According to this study by London Economics, the Go8's total operational costs of just over $12 billion in 2016 were dwarfed by the $66 billion contribution to the Australian economy. That includes the long-term impact of their research activity but also the direct and indirect impact on jobs, wages and increased economic growth to support students, especially the accelerating number of international students.

By this yardstick, the study argues that every three international students at a Go8university generate $1 million in economic impact each year.

Big money

For universities, the huge direct financial hit still comes from the much higher charges for international students over their domestic students. For international students starting at Go8 universities in 2016, the net tuition fee income alone was estimated to be over $3 billion.

According to the study, this fee income supports 43,000 jobs throughout the economy plus more than 29,000 due to the additional spending of international students.

But the large tuition fees from international students also allow universities to cross-subsidise their research work which pushes them up the global university rankings. That in turn means they then attract yet more international students.

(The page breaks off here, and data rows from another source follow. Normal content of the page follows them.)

PR #1223, opened 2024-10-25
fix: Allow template name or label to be used for `template` flag

joe-yeager:
## Description and Context

Allow either the template name or the template label to be used to lookup the template


brandenrodgers (approved):
🚢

According to the latest ABS statistics for 2016, the Go8 invested $6.4 billion in research and development of which just over half was in the form of cross-subsidy from general university funds – those not explicitly tied to supporting research.

That balance will be ever more reliant on international tuition income and numbers to bulk up. Can there be – should there be – a limit? Not according to the Go8.

Although Jacobs says the percentage of Chinese students may diminish in a decade or so as China becomes self-sufficient at education, he sees a wave of students from India, then Africa and Latin America sustaining growth for decades to come.